担当者:寺島 陸 垣内 侃 柴野 雄介   

寺島 陸 訳分


キーコンセプト

■吸着材料から作られたフィルタを搭載した装置は、空気中の二酸化炭素を凝固させ抽出することができる




 世界には大気中に多くの二酸化炭素を放出する余裕はない。けれども、二酸化炭素は消滅しない。すべての状況を勘案すると、二酸化炭素の集団は将来的に10年間上昇し続けるだろう。再生可能エネルギーを大きく支持するのにもかかわらず、発展した、あるいは発展している国では、おそらく将来石油や石炭、天然ガスを燃やすだろう。

 交通機関について、石油に代わるものは、特に遠方に現れる。電気自動車内でのエネルギー貯蔵は困難である。与えられた質量、バッテリーは、ガソリンで蓄えられたエネルギーの1%未満を保持する。車で水素を運ぶことは、大量のガソリン貯蔵の10倍必要とし、保持するのに必要な高圧タンクはとても重い。バイオマスから生成されたジェット燃料を原動機とする飛行機の数回の処女飛行は行われている。にもかかわらず、バイオ燃料が、旅客機に必要とされる量と低価格で作り出すことができるかどうかは不明確である。・・・そのことについては船もいえる。

 大気中の二酸化炭素の濃度を現在の389ppmから増やさないためにはどうすればよいのか?私たちが炭素を主成分とする燃料を燃やす場合を除いて、空気中の二酸化炭素を抜き取るという方法もある。地域で展開された森は、一部のガスを吸収する。しかし、私たちは二酸化炭素を十分に隔離するための利用できる土地を持っていないため、大量に創り出す。幸いにも、フィルタリングマシーン(合成樹木と考えられる)は、同じサイズの天然樹木と比べてはるかに多くの二酸化炭素を捕らえることができる。

 いくつかの研究グループ(ジョージア工科大学、カナダのカルガリー大学、チューリッヒのスイス連邦工科大学、及び自分のチームであるコロンビア大学とアリゾナ州ツーソンのGlobal Research Technologies社)は、試作機械を研究している。装置のデザインはグループごとに異なるが、基本的な仕組みはどれも同じである:そよ風が構造体を通り抜け、そよ風中の窒素、酸素、その他の成分を残して二酸化炭素だけ化学反応を起こして“吸着”物体に接触する。

 二酸化炭素は、気候変動を抑えるための大規模な捕獲をする必要がある。しかし、基本概念はすでに十分に確立されている。数十年間、スクラバーは、潜水艦や宇宙船の内部で吸気されたり、液体窒素を生成するために使用される空気からの二酸化炭素を隔離してきた。

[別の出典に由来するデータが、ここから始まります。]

PR #2931, opened 2020-09-11
Spruce up release instructions and release scripts

carlisia:
Changes in this PR are meant to reduce as much text as possible from the instructions, as well as some groupings/reorganization of the text.

Highlights:
- Moved scripts used for release into the release-tools folder
- Removed text about generating/regenerating a GH token
- Moved documentation for each variable to inside the scripts that use them.
- Used a format for examples of calling commands using variables that work in most (maybe all) shells (as opposed to just bash)
- Suggest we don’t use `pre` to represent all the alpha/beta/rc versions of the doc. Reason: the script that generates the docs needs a directory to copy from that is different than the target/new directory, and they must have different names. I think we should just use the full version name. Based on this:
```
NEW_DOCS_VERSION defines the version that the docs will be tagged with (i.e. what’s in the URL, what shows up in the version dropdown on the site). This should be formatted as either v1.4 (for a GA release), or v1.4-pre (for an alpha/beta/RC).
```

Notes:
1) The s/true/TRUE seemed needed because the `$PUBLISH` var in goreleaser.sh gets populated from the `$publish` var from the tag-release.sh, which is set in upper case:
https://github.com/vmware-tanzu/velero/compare/main...carlisia:c-release-2?expand=1#diff-98439754b10c2cfb6407857c90e5a6b1R41
2) Not sure how the above worked before. When I did the rc.1 release I had to call gorelease directly to make it work.


carlisia:
View: https://deploy-preview-2931--velero.netlify.app/docs/v1.5.0-rc.1/release-instructions/

carlisia:
@jonasrosland / @a-mccarthy have you run into this before: https://github.com/vmware-tanzu/velero/pull/2931/files#diff-57c0aae5dc6b9434f0447c17c88b9f1dR6

I can delete that line but whenever I save it gets added back in!

hack/release-tools/goreleaser.sh
```diff
@@ -36,14 +36,16 @@ else
...
 # to publish the release to GitHub.
-if [[ "${PUBLISH:-}" != "true" ]]; then
+if [[ "${PUBLISH:-}" != "TRUE" ]]; then
+    echo "Getting ready to publish"
     goreleaser release \
         --rm-dist \
         --release-notes="${RELEASE_NOTES_FILE}" \
         --skip-publish
 else
+    echo "Not set to publish"
```
ashish-amarnath, line 48: the `else` block will publish and the `if` block will `skip-publish`

site/content/docs/main/release-instructions.md
```diff
@@ -3,14 +3,117 @@ title: "Release Instructions"
 layout: docs
 ---
 
-This page covers the steps to perform when releasing a new version of Velero.
-
-## Preparing for a release
+- [General notes](#general-notes)
```
ashish-amarnath, line 6: ToC can be deleted as it is auto-generated for all pages on the website.

site/content/docs/main/release-instructions.md
```diff
@@ -3,14 +3,117 @@ title: "Release Instructions"
...
+	- Note: `PREVIOUS_DOCS_VERSION=<doc-version-to-copy-from>` is optional; when not set, it will default to the latest doc version.
+6. Clean up when there is an existing set of pre-release versioned docs for the version you are releasing
+	- Example: `site/content/docs/v1.5.0-beta.1` exists, and you're releasing `v1.5.0-rc.1` or `v1.5`
+    - Remove the directory containing the pre-release docs, i.e. `site/content/docs/<pre-release-version>`.
+    - Delete the pre-release docs table of contents file, i.e. `site/data/<pre-release-version>-toc.yml`.
+    - Remove the pre-release docs table of contents mapping entry from `site/data/toc-mapping.yml`.
+    - Remove all references to the pre-release docs from `site/config.yml`.
+7. Create/update the "Upgrade to $major.minor" page.
+8. Review and submit PR
+	- Follow the additional instructions at `site/README-JEKYLL.md` to complete the docs generation process.
```
ashish-amarnath, line 67: `site/README-HUGO.md`

.github/workflows/pr-changelog-check.yml
```diff
@@ -12,4 +12,4 @@ jobs:
 
     - name: Changelog check
       if: ${{ !(contains(github.event.pull_request.labels.*.name, 'changelog-not-required') || contains(github.event.pull_request.labels.*.name, 'Design') || contains(github.event.pull_request.labels.*.name, 'Website') || contains(github.event.pull_request.labels.*.name, 'Documentation'))}}
-      run: ./hack/changelog-check.sh
+      run: ./hack/release-tools/changelog-check.sh
```
ashish-amarnath, line 15: `changelog-check.sh` is the script that verifies PRs have a changelog associated with them.
This is not part of the release tooling.

ashish-amarnath (changes requested):

hack/release-tools/goreleaser.sh
carlisia: Totally missed that `!` 🙀

hack/release-tools/tag-release.sh
```diff
@@ -26,7 +41,7 @@
 DIR="$( cd "$( dirname "${BASH_SOURCE[0]}" )" >/dev/null 2>&1 && pwd )"
 
 # Parse out the branch we're on so we can switch back to it at the end of a dry-run, where we delete the tag. Requires git v1.8.1+
-original_branch=$(git symbolic-ref --short HEAD)
+upstreamal_branch=$(git symbolic-ref --short HEAD)
```
zubron, line 44: Minor thing, but I think this variable should be `upstream_branch`?

site/content/docs/main/release-instructions.md
zubron: Do you need to include `toc: "true"` in the header to generate that?

site/content/docs/main/release-instructions.md
```diff
@@ -3,14 +3,117 @@ title: "Release Instructions"
...
+- [How to write and release a blog post](#how-to-write-and-release-a-blog-post)
+- [Announce a release](#announce-a-release)
 
-### (GA Only) Create release blog post
-
-For each major or minor release, create and publish a blog post to let folks know what's new.
+This page covers the steps to perform when releasing a new version of Velero.
 
+## General notes
+- Please read the documented variables in each scrip to understand what they are for and how to properly format their values.
```
zubron, line 9:
```suggestion
- Please read the documented variables in each script to understand what they are for and how to properly format their values.
```

site/content/docs/main/release-instructions.md
```diff
@@ -1,16 +1,103 @@
...
+- RC releases: Release Candidate, contains everything that is supposed to ship with the GA release. This is still a pre-release.
+
+## Preparing
+
+### Create release blog post (GA only)
+For each major or minor release, create and publish a blog post to let folks know what's new. Please follow these [instructions](Instructions-to-write-and-release-a-blog-post).
+
+### Changelog and Docs PR
+#### Troubleshooting
+- `You don't have enough free space in /var/cache/apt/archives/` when running `make serve-docs`: run `docker system prune`.
```
zubron, line 22: I think it would be clearer if this line had something before the error message like:
```suggestion
- If you encounter the error `You don't have enough free space in /var/cache/apt/archives/` when running `make serve-docs`: run `docker system prune`.
```

site/content/docs/main/release-instructions.md
```diff
@@ -1,16 +1,103 @@
...
+- Please read the documented variables in each scrip to understand what they are for and how to properly format their values.
+- You will need to have a remote named `origin` pointing to the Velero repository so the scripts can work properly.
+- GA release: major and minor releases only. Example: 1.0 (major), 1.5 (minor).
+- Pre-releases: Any release leading up to a GA. Example: 1.4.0-beta.1, 1.5.0-rc.1
+- RC releases: Release Candidate, contains everything that is supposed to ship with the GA release. This is still a pre-release.
+
+## Preparing
+
+### Create release blog post (GA only)
+For each major or minor release, create and publish a blog post to let folks know what's new. Please follow these [instructions](Instructions-to-write-and-release-a-blog-post).
```
zubron, line 18: Hmm, this link doesn't work in the preview - should it be linking to `how-to-write-and-release-a-blog-post`?

site/content/docs/main/release-instructions.md
```diff
@@ -1,16 +1,103 @@
...
+	- Under "Current release": 
+	    - Should contain only the current GA release.
+    - Under "Development release": 
+	    - Should contain only the latest pre-release
+	    - Move any prior pre-release into "Older releases"
+4. GA Only: Remove all changelog files from `changelogs/unreleased`.
+5. Generate new docs
+	- Run `make gen-docs`, passing the appropriate variables. Examples:
+		a) `VELERO_VERSION=v1.5.0-rc.1 NEW_DOCS_VERSION=v1.5.0-rc.1 make gen-docs`.
+		b) `VELERO_VERSION=v1.5.0 NEW_DOCS_VERSION=v1.5 make gen-docs`).
```
zubron, line 41: For a standard GA release, should the new docs version always omit the patch component of the version?

site/content/docs/main/release-instructions.md
```diff
@@ -1,16 +1,103 @@
...
+	- Note: `PREVIOUS_DOCS_VERSION=<doc-version-to-copy-from>` is optional; when not set, it will default to the latest doc version.
+6. Clean up when there is an existing set of pre-release versioned docs for the version you are releasing
+	- Example: `site/content/docs/v1.5.0-beta.1` exists, and you're releasing `v1.5.0-rc.1` or `v1.5`
+    - Remove the directory containing the pre-release docs, i.e. `site/content/docs/<pre-release-version>`.
+    - Delete the pre-release docs table of contents file, i.e. `site/data/<pre-release-version>-toc.yml`.
+    - Remove the pre-release docs table of contents mapping entry from `site/data/toc-mapping.yml`.
+    - Remove all references to the pre-release docs from `site/config.yml`.
+7. Create/update the "Upgrade to $major.minor" page.
```
zubron, line 49: Could we include an example path to this file, e.g. `site/content/docs/<version>/upgrade-to-<major>.<minor>.md`? Does it need to be updated in both the versioned *and* main docs folders?

site/content/docs/main/release-instructions.md
```diff
@@ -1,16 +1,103 @@
...
+8. Review and submit PR
+	- Follow the additional instructions at `site/README-HUGO.md` to complete the docs generation process.
+	- Do a review of the diffs, and/or run `make serve-docs` and review the site.
+	- Submit a PR containing the changelog and the version-tagged docs.
+
+## Velero release
+#### Notes
```
zubron, line 56: The drop from h2 to h4 means that the TOC is broken. I think all these headers should have `###`

zubron (changes requested):

hack/release-tools/tag-release.sh
```diff
@@ -76,6 +91,7 @@ printf "Based on this, the following assumptions have been made: \n"
 
 [[ "$VELERO_PATCH" != 0 ]] && printf "*\t This is a patch release.\n"
 
+# $VELERO_PRERELEASE gets populated by the chk_version.go scrip that parses and verifies the given version format
```
nrb, line 94: Minor, but `scrip` -> `script`.

site/content/docs/main/release-instructions.md
```diff
@@ -1,16 +1,103 @@
...
 
-## Preparing for a release
-
-### (GA Only) Create release blog post
-
-For each major or minor release, create and publish a blog post to let folks know what's new.
-
+## General notes
+- Please read the documented variables in each scrip to understand what they are for and how to properly format their values.
+- You will need to have a remote named `origin` pointing to the Velero repository so the scripts can work properly.
```
nrb, line 10: Should it be `origin`? I think it should be `upstream`, at least it was when I first wrote them.

site/content/docs/main/release-instructions.md
nrb: Yes. We used to do patch release-level docs, but we now only do minor release-level (so v1.5) docs in order to make getting patch releases out easier.

hack/release-tools/gen-docs.sh
```diff
@@ -14,8 +14,36 @@
...
+# NEW_DOCS_VERSION defines the version that the docs will be tagged with 
+# (i.e. what’s in the URL, what shows up in the version dropdown on the site). 
+# This should be formatted as either v1.4 (for any GA release, including minor), or v1.5.0-beta.1/v1.5.0-rc.1 (for an alpha/beta/RC).
+
+# To run gen-docs: "VELERO_VERSION=v1.4.0 NEW_DOCS_VERSION=v1.4 PREVIOUS_DOCS_VERSION= make gen-docs"
+# Note: if PREVIOUS_DOCS_VERSION is not set, the script will copy from the 
+# latest version.
+#
+# **NOTE**: there are additional manual steps required to finalize the process of generating
+# a new versioned docs site. The full process is documented in site/README-JEKYLL.md
```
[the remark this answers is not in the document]
carlisia: good catch!

hack/release-tools/tag-release.sh
carlisia: argh, good catch

site/content/docs/main/release-instructions.md
```diff
@@ -1,16 +1,103 @@
...
+	- Perform a smoke-test - for example:
+		- Download the CLI from the GitHub release
+	    - Use it to install Velero into a cluster (or manually update an existing deployment to use the new images)
+	    - Verify that `velero version` shows the expected output
+	    - Run a backup/restore and ensure it works
+
+## Homebrew release
+These are the steps to update the Velero Homebrew version.
+
+#### Note
```
nrb, line 91: I'd add `GA Only` to L88 and remove this note section.

site/content/docs/main/release-instructions.md
```diff
@@ -22,97 +109,17 @@ What to include in a release blog:
...
 ## Announce a release
 
-Once you are finished doing the release, let the rest of the world know its available by posting messages in the following places.
-
-1. Velero's Twitter account. Maintainers are encouraged to help spread the word by posting or reposting on social media.
-1. Community Slack channel.
-1. Google group message.
+Once you are finished doing the release, let the rest of the world know it's available by posting messages in the following places.
+1.  GA Only: Merge the blog post PR.
+2. Velero's Twitter account. Maintainers are encouraged to help spread the word by posting or reposting on social media.
```
nrb, line 118: These were all using `1.` in order to let the Markdown engine generate the numbering. The trade off here is that during editing it can be hard to keep track of the points.

So I can take or leave this change. In general, I think I would prefer to have these files written for rendering on the site.

site/content/docs/main/release-instructions.md
carlisia: This is not what I did for the RC (see it is v1.5.0-rc.1). The instructions made me think all non GA docs should be under `-pre`. We need to decide. I think it should not be `-pre` (see this PR description. Options are:
- v1.5.0-rc.1 (full version)
- v1.5 (omit the patch)

nrb: For a GA release, which is what @zubron was asking about, no patch number at the end.

For non-GA releases, yes, putting them under `-pre` was what was happening before. I like keeping `pre` because for those, we're iterating and can/should be deleting those docs directories anyway, so we could modify the scripts to clean up an existing `<version>-pre` directory. Pre-release version docs, at least in my mind, are largely ephemeral, and will be gone once the GA release comes out.

Using the explicit version number means we're generating dedicated directories per pre-release version, and I don't really see the benefit to having those stick around.

carlisia: What would be the difference between using `<version>-pre` vs something like `v1.5.0-rc.1`?

Both would be deleted once GA is out. `<version>-pre` to me is just one more term to wrap our head around.

site/content/docs/main/release-instructions.md
carlisia: Good question. I added "This needs to be done in both the versioned and the `main` folders.".

site/content/docs/main/release-instructions.md
nrb: `-pre` covers all pre-releases, so alpha, beta, and RC releases.

carlisia: > -pre covers all pre-releases, so alpha, beta, and RC releases.

How do you do the copy/paste if the origin and target folders are named the same?

nrb: The use can set the `PREVIOUS_DOCS_VERSION` value themselves (https://github.com/vmware-tanzu/velero/blob/main/hack/gen-docs.sh#L37), but I think I see your point now, I was missing it before :)

This is surfacing a bug in the behavior of the `gen-docs.sh` script, which assumes that the latest release is always the last major version and you won't have multiple pre-releases.

In which case we either a) need to fix the script to account for this or b) update the instructions to explicitly set the `PREVIOUS_DOCS_VERSION` or some third option I'm not thinking of...

carlisia: But what do you set `PREVIOUS_DOCS_VERSION` to, this is my question.

Example: 
1) We have `v1.6.0-beta.1` release
2) The docs for that is under `v1.6-pre`
3) We want to release `v1.6-beta.2`
3) What should the `PREVIOUS_DOCS_VERSION` be? If we say `v1.6-pre`, then it can't copy itself to `v1.6-pre` right?

nrb: Yeah, I edited my comment, but I think it should be `v1.5` for all pre-release versions in your example. You're correct that you couldn't do `v1.6-pre` for both unless we did some extra move/swap logic, which doesn't seem worthwhile to add. 

That would match the intended logic of latest, non-pre-release version that the script is expecting, while getting around the fact that the real latest based on sorting would be `v1.6-pre`.

nrb: To answer your question directly, here's what I envision.

For beta.1:

`PREVIOUS_DOCS_VERSION=v1.5`
`NEW_DOCS_VERSION=v1.6-pre`

All files in the `v1.6-pre` directory will be newly created.

For beta.2:

`PREVIOUS_DOCS_VERSION=v1.5`
`NEW_DOCS_VERSION=v1.6-pre`

All files in the `v1.6-pre` directory will be overwritten, only those with changes should show up in a `git status` though. It's totally plausible that the docs don't even change.

carlisia: > PREVIOUS_DOCS_VERSION=v1.5
NEW_DOCS_VERSION=v1.6-pre

> All files in the v1.6-pre directory will be overwritten

With the docs from `v1.5`, right?

So what happens if during `beta.1` we had updates to the docs? Wouldn't they get lost? What am I missing?

nrb: Good point... we'd actually want `main`, since that's where new docs should go. We shouldn't be putting new docs into the pre-release directories.

Let me actually run the script and try it.

nrb: `main` works as the source, but without some changes to the gen-docs script, it'll block on using the same source directory since https://github.com/vmware-tanzu/velero/blob/main/hack/gen-docs.sh#L30 fails if the directory exists.

I'm inclined to defer this discussion for a separate PR that would make the necessary changes OR just use the versions directly, but we moved to the `-pre` format for a reason; regenerating docs every time we had a beta was cumbersome. Likewise with the patch-level docs - they were cumbersome and took up space for little benefit.

carlisia: Ok. I guess that's why the original instructions says to delete the `$NEW_DOCS_VERSION

image
image

But it also says to run `make gen-docs` for pre-releases because at this point the folder and meta data have been deleted, so I think regenerating the docs will be necessary no matter what.

If I'm right, then we are back at my question: what difference does it make to wipe and recreate a `-pre` directory vs using the entire pre-release name (Ex `1.5.0-rc.1`), and wiping that out and using the GA name (Ex `1.5.0`)?

nrb: I think the difference is semantics at this point, since the instructions say to remove the pre-release stuff each time anyway (we should automate it). Doing the full pre-release version string is more precise, but deviates from how GA works, which leaves off the patch number now (as of v1.4).

Since we're deleting it as we go, I'm not sure I hold a strong opinion either way. For now, I think we can defer the discussion and I'll review the rest of the PR.

hack/release-tools/tag-release.sh
```diff
@@ -15,9 +15,24 @@
...
+# - verify the version string is what the user expects.
+# - create a git tag
+# - push the created git tag to GitHub
+# - run GoReleaser
+
+# The following variables are needed:
+
+# - $VELERO_VERSION: defines the tag of Velero that any https://github.com/vmware-tanzu/velero/...
+#   links in the docs should redirect to.
+# - $publish: TRUE/FALSE value where FALSE (or not including it) will indicate a dry-run, and TRUE, or simply adding 'publish',
```
nrb, line 29: I'd reword this slightly to say `FALSE` is the default behavior.

site/content/docs/main/release-instructions.md
```diff
@@ -1,16 +1,100 @@
...
-## Preparing for a release
-
-### (GA Only) Create release blog post
-
-For each major or minor release, create and publish a blog post to let folks know what's new.
-
+## General notes
+- Please read the documented variables in each script to understand what they are for and how to properly format their values.
+- You will need to have a remote named `upstream` pointing to the Velero repository so the scripts can work properly.
+- GA release: major and minor releases only. Example: 1.0 (major), 1.5 (minor).
```
nrb, line 11: There's also patch releases, for example v1.4.2 would be a GA patch release.

nrb: I should go into a bit more detail here, actually.

Patch releases are usually the 2nd+ within a minor release series. Often it's v1.x.1 and later, but in the case of the v1.5 series, it will be v1.5.2.

These differ because they will have a `release-v1.x` branch to be cut from, because the assumption is `main` will have included features and refactorings that we don't want to backport wholesale.

nrb (approved):
While I've added additional comments here, I don't think they're blocking for the v1.5.1 release, so I'm comfortable addressing them later.

zubron (approved):
Thanks!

数々の化学的工程は磨くことを遂行することができるが、固体吸着剤を備えた機械は、必要なエネルギーの単位あたりの二酸化炭素を捕らえることを約束する。早期に、小さな原型装置は、固体吸着装置の幅広い普及が止まるか、大気中の二酸化炭素の上昇が逆になるか。

【ワン ビック フィルタ】


 対応した葉と同様に、捕獲装置は、違った形、サイズになってくる。実験室の試作機を越えていくように意図された実演装置は、何百ものたくさんの一日あたりの二酸化炭素をそれぞれとらえるべきである。コロンビアとGlobal Research Technologies社によって開発されている様式は、技術が生かせることのできる例を提供している。吸着材料の薄い繊維が、幅1メートル、高さ2.5メートルの火炉フィルターに似た平面パネルにより、大きく整えられている。直立フィルタパネルは、標準で40フィート(12.2メートル)の運送用コンテナの上にのっている円形物の周りを水平な軌道で旋回する[次のページの図を参照]。パネルは空気にさらされる。すると、パネルは二酸化炭素を積み、立ち去り、コンテナ内の再生室に入る。そこに閉じ込められた二酸化炭素は、吸着から開放され、液体に圧縮される。回復したパネルはトラックの上に戻り、風からさらに二酸化炭素を引き抜く。

 空気収集装置により集められた二酸化炭素は、産業界で有益に使用されるか、パイプで地下に送られ、実験済みの炭素捕捉とストレージシステムはそのまま石炭を燃料とする発電所で使われるつもりである。また一方、魅力的な代替手段として、ガスは、輸送のための合成液体燃料の原料として役立つかもしれない。電気は、二酸化炭素分子と水分子から1つの酸素原子を壊すだろう。結果として生じる一酸化炭素と水素の混合物は、ほかの意味では、燃料やプラスチックの原料としてほぼ一世紀にわたって使用されている、合成ガスとして知られている。南アフリカのエネルギー会社サソールは、合成ガソリンと石炭から生成された合成ガスを何年にもわたって作り続けてきた。エアキャプチャーは、従って化石燃料を燃やす車両からの排出量を相殺するか、石炭、石油、天然ガスの採掘を必要としない合成液体に変えるのに役立つ。

 もちろん、エアキャプチャーは化学的な働きだけではない、実用的に、コスト効率が高く、燃費もよいに違いない。実用的にあるためには、空気から二酸化炭素をつかむために必要な機器はコンパクトでなければならないだろう。


垣内 侃 訳分


【湿った吸着剤か乾燥した吸着剤か】


 化学者の観点から、成功した吸着剤はガスを吸収するために、十分に強くCO2をバインドする必要があります。しかし、そのあとストレージ用ガスを開放し、強くそれを保持しないことは非経済的です。大気中濃度は約0.04%です。コールプラントの排ガス中の10~15%と比較して。しかし、吸着剤の必要な強さは二酸化炭素濃度がわずかに異なります。なので、空気キャプチャ用吸着剤は排煙ガス洗浄用のものの強度と類似している。

 吸着剤は、固体または液体のように構築することができます。簡単にコレクタと再生器の間で転送できるため液体はアピールしている。周囲の空気への液体の良好な表面を維持することは困難である。しかし、この課題のため化学工学の方法はよく理解されている。たとえば、カルガリー大学でカーボン・エンジニアリングと呼ばれる新興企業で働いているデビッド・キースは、プラスチック表面のベッドを伝っている水酸化ナトリウム溶液を使用しています。液体を移動することは非常に簡単ですが、水酸化ナトリウムへの二酸化炭素の強い結合は、吸着剤が比較的困難なことから除去することができる。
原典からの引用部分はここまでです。